JSON has a small, strict grammar — six data types and a handful of rules. Knowing them makes it obvious why a document is invalid and how to fix it. This is the complete set, with examples.

Updated July 20265 min read

What JSON is

JSON (JavaScript Object Notation) is a text format for structured data. A JSON document is a single value — most often an object or an array, but it can also be a bare string, number, boolean, or null. Its grammar is deliberately tiny, which is why nearly every language can parse it.

The six data types

String

Text wrapped in double quotes. Single quotes are not allowed. Special characters are escaped with a backslash — \n, \t, \", and \\, plus \uXXXX for arbitrary Unicode.

"hello"
"line one\nline two"
"她说 \"hi\""

Number

A decimal number, optionally negative, with an optional fraction and exponent. There is no separate integer type, no leading +, no leading zeros, and no NaN or Infinity.

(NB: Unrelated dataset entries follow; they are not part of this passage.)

PR #12631, opened 2026-06-29
Update KEP 7066 to include Workload labels in custom metrics

Singularity23x0:
#### What type of PR is this?
/kind kep

#### What this PR does / why we need it:
Updates the Custom Label Metrics KEP to account for workload-level labels.

#### Which issue(s) this PR fixes:

Progresses #12629

#### Special notes for your reviewer:
AI used for formatting and editorial fixes.
#### Does this PR introduce a user-facing change?

```release-note
NONE
```

## Summary by CodeRabbit

* **Documentation**
  * Updated the KEP to support Prometheus custom metric labels sourced from reported workloads (in addition to existing queue-based sources).
  * Expanded configuration guidance with `customWorkloadLabels`, including an example to break down admitted active workloads by `priority_class`.
  * Clarified workload-level metrics behavior and grouping expectations (including pre-aggregation requirements, label naming, and validation timing).
  * Enhanced the integration test checklist to validate workload-level aggregation breakdowns.

Issue #12629, opened 2026-06-29
☂️ Custom Metric Labels - Workload Labels


Singularity23x0:
**What would you like to be added**:
Expand the Custom Metric Labels mechanism (KEP-7066) for workload labels.

**Why is this needed**:
To allow breaking down workload metrics by custom labels. This will allow metrics like: `admitted_active_workloads ` or `kueue_pending_workloads ` to provide summaries broken down by e.g. flavor or priority, by setting them as values of workload labels.

**Completion requirements**:

* [x] KEP-7066 is amended to include Workload Labels,
* [x] POC: Support for workload custom metric labels is added to `kueue_admitted_active_workloads `
* [ ] Cluster queue metrics support:
   - [x] `pending_workloads`: https://github.com/kubernetes-sigs/kueue/issues/13586
   - [ ] `workloads_admitted_total`: https://github.com/kubernetes-sigs/kueue/issues/13589
 * [x] Local queue metrics support:
   - [x] `local_queue_admitted_active_workloads`: https://github.com/kubernetes-sigs/kueue/issues/13587
   - [x] `local_queue_admitted_workloads_total`: https://github.com/kubernetes-sigs/kueue/issues/13587
   - [x] `local_queue_pending_workloads`: https://github.com/kubernetes-sigs/kueue/issues/13588
 * [ ] Cohort metrics support:
   - [ ] `cohort_subtree_admitted_workloads_total`: https://github.com/kubernetes-sigs/kueue/issues/14185
   - [ ] `cohort_subtree_admitted_active_workloads`: https://github.com/kubernetes-sigs/kueue/issues/14186
* [ ] Data leak prevention test: #15202

This enhancement requires the following artifacts:

- [x] Design doc
- [x] API change
- [x] Docs update

The artifacts should be linked in subsequent comments.

amy:
following

Singularity23x0:
A task for creating a util to enhance test development experience:
- [x] https://github.com/kubernetes-sigs/kueue/issues/13860

carmal891:
@Singularity23x0 Please check if it makes sense to cover this metric `kueue_cohort_subtree_pending_workloads`

PR : https://github.com/kubernetes-sigs/kueue/pull/14149

Singularity23x0:
- [ ] #14555

PR #12713, opened 2026-07-02
Implement support for new custom labels API.

Singularity23x0:
#### What type of PR is this?
/kind feature
/kind api-change

Implements the KEP-7066 update ([#12631](https://github.com/kubernetes-sigs/kueue/pull/12631)):
* support for SourceKind field
* support for TrackedValues field

CustomLabels rework:
* consolidated access to custom label caching,
* support for workload labels.

What will be addressed in a follow up PR:
* label and annotation copying for Workload objects
* admitte_active_workloads metric utilization of the added mechanisms

Progresses #12629

Groundwork for expanding the admitted active workloads metric with workload-sourced labels support.

```release-note
Observability: Updated the alpha custom metric labels API with support for source-specific labels, including labels sourced from Workloads, and allowlisting of tracked label values. The feature remains disabled by default and can be enabled using the `CustomMetricLabels` feature gate.
```

## Summary by CodeRabbit

* **Enhancements**
  * Improved custom metric label handling across cluster queues, local queues, and cohorts using source-kind scoped label names and a shared kind-aware lookup for consistent reporting.
  * Metrics wiring now derives the correct label sets up front, ensuring label ordering matches reported values across status, active workload, and quota/resource series.

* **Bug Fixes**
  * Fixed custom-label sourcing for local-queue and cohort metric reporting, including during resync and termination, with improved updates when definitions change.

* **Tests**
  * Updated and expanded custom-label and controller metric resync expectations to match the new source-kind scoping and naming.


site/content/en/docs/reference/kueue-config.v1beta2.md
```diff
@@ -1321,6 +1329,18 @@ for Dynamic Resource Allocation support.</p>
 </tbody>
 </table>
 
+## `SourceKind`     {#config-kueue-x-k8s-io-v1beta2-SourceKind}
```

42      -3.14      6.022e23      0.5

Boolean

Exactly true or false, lowercase and unquoted.

Null

The literal null, representing "no value." JSON has no undefined.

Object

An unordered set of key/value pairs inside { }. Keys must be double-quoted strings; values can be any JSON type. Pairs are separated by commas and keys from values by a colon.

{
  "name": "Ada",
  "age": 36,
  "admin": true,
  "team": null
}

Array

An ordered list of values inside [ ], separated by commas. Values can be of mixed types, including nested objects and arrays.

[1, "two", true, null, { "nested": [] }]

The rules that trip people up

  • No trailing commas. [1, 2, 3,] and {"a": 1,} are both invalid.
  • Double quotes only. Both keys and string values must use ", never '.
  • Keys must be quoted. {name: "Ada"} is invalid; it must be {"name": "Ada"}.
  • No comments. // and /* */ are not part of JSON.
  • No functions, dates, or undefined. Dates are usually stored as ISO strings like "2026-07-16".
  • One root value. A document is a single value; you can't place two objects side by side without wrapping them in an array.

Valid vs. invalid, side by side

// ❌ invalid
{
  name: 'Ada',      // unquoted key, single quotes
  "roles": ["a",],  // trailing comma
}

// ✅ valid
{
  "name": "Ada",
  "roles": ["a"]
}

Checking your JSON

The quickest way to catch a syntax error is to run the document through a validator that points to the exact line and column of the first problem. Paste it into the JSON Viewer & Formatter — valid JSON formats and renders as a tree, and invalid JSON is flagged inline with the location so you can fix it fast. To understand a specific document's structure, seeing it as a table or a tree often helps more than reading the raw text.

Frequently asked questions

What are the data types in JSON?

JSON has six types: string, number, boolean (true/false), null, object, and array. There is no date, integer-vs-float distinction, or undefined type.

Can JSON have comments?

No. Standard JSON does not allow comments. If you need comments in a config file, look at JSON5 or JSONC — but strict JSON parsers will reject them.

Are trailing commas allowed in JSON?

No. A comma after the last element of an object or array makes the JSON invalid. This is one of the most common syntax errors.

Do JSON keys have to be in double quotes?

Yes. Object keys must be double-quoted strings. Unquoted keys and single-quoted keys are both invalid JSON.